[ウェリントン 24日 ロイター] - ニュージーランド(NZ)準備銀行(中央銀行)は24日、政策金利と資産買い入れ規模の維持を決定した。ただ景気リスクは下向きとの認識から必要に応じて追加措置を講じる姿勢を示した。

政策金利のオフィシャル・キャッシュレート(OCR)は0.25%に据え置いた。量的緩和(QE)策の大規模資産買い入れ(LSAP)の規模も600億NZドル(387億8000万米ドル)で維持した。

ロイターのエコノミスト調査では全員が現状維持を予想していた。予想通りの決定だったが、中銀のハト派姿勢を受け、NZドル<NZD=D4>は1NZドル=0.6500米ドルから0.6450米ドルに下げている。

中銀は会合後に公表した声明で「金融政策委員会は、必要に応じて追加の刺激措置を講じる用意がある。LSAPの拡大も含め、必要に応じて追加の金融政策ツールを利用する用意がある」と表明した。

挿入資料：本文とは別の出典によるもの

PR #1227, opened 2020-01-18
[WIP] [Experiment] feat(language-support): keyword completion

bryphe:
This is a prototype that hooks into syntax highlighting to provide keyword completion (ie, completion when a language server isn't available, based on current syntax highlighting).

__TODO:__
- [x] Implement `sortText`, such that 'real' LSP completions are prioritized higher than syntax completions
- [ ] Merge syntax + LSP completions when there are duplicates
- [x] Implement a 'streaming' approach to completion. Right now, we wait for _all_ completion providers to report results before showing _any_ completions. We should instead show the current set of completions, along with a progress indicator that some are still loading.
- [ ] Implement tree-sitter keyword extraction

議事要旨によると、金融政策委員会は経済のリスクは下向きと判断し、「これまで実施してきた金融刺激が、(中銀の)責務を果たすのに十分か、まだ不透明」との認識を示した。

中銀は5月に資産買い入れ規模を倍に拡大し、必要なら一段の利下げや外国資産の購入を含む追加措置を講じる用意があると表明していた。

ニュージーランドは、新型コロナウイルスの感染封じ込めに成功し、他国に先駆けて経済活動を再開した。それでも経済的打撃は大きく、第1・四半期は29年ぶりの大幅なマイナス成長を記録。政府は経済の立て直しに取り組んでいる。

中銀は資産買い入れ規模を倍増させた5月の政策会合で、将来的なマイナス金利の可能性を示唆しており、投資家の注目が集まっている。

中銀は8月の会合で今後の量的緩和策や金融政策の代替手段について説明するとした。また、NZドル相場の上昇は輸出収入へを一段と圧迫していると指摘した。

ウエストパック銀行の首席エコノミスト、ドミニク・スティーブンズ氏は、景気を巡る状況は幾分改善したものの、中銀は依然、金融引き締めではなく緩和に目を向けていると指摘した。